## INSTRUCTIONS FOR THE TASK
Please find every line of the listing below where "used" occurs and copy it.

***** DATA FOR ANALYSIS *****

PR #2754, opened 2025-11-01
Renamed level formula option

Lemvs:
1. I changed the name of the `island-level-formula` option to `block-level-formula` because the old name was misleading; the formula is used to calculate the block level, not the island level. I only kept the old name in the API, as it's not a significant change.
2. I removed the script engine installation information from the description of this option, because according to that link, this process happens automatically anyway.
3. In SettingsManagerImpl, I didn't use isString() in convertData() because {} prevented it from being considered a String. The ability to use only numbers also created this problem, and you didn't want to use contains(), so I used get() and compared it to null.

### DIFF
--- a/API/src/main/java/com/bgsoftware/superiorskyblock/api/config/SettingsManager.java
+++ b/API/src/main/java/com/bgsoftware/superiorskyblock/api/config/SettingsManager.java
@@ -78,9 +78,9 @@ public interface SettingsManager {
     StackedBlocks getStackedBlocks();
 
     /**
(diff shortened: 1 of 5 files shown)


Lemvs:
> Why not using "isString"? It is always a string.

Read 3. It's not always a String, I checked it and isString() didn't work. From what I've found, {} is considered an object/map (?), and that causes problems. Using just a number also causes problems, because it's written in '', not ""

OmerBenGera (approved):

*****
***** DATA FOR ANALYSIS *****

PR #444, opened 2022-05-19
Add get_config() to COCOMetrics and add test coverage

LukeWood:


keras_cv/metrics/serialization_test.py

*****

## RESULT OF THIS TASK
1. I changed the name of the `island-level-formula` option to `block-level-formula` because the old name was misleading; the formula is used to calculate the block level, not the island level. I only kept the old name in the API, as it's not a significant change.
3. In SettingsManagerImpl, I didn't use isString() in convertData() because {} prevented it from being considered a String. The ability to use only numbers also created this problem, and you didn't want to use contains(), so I used get() and compared it to null.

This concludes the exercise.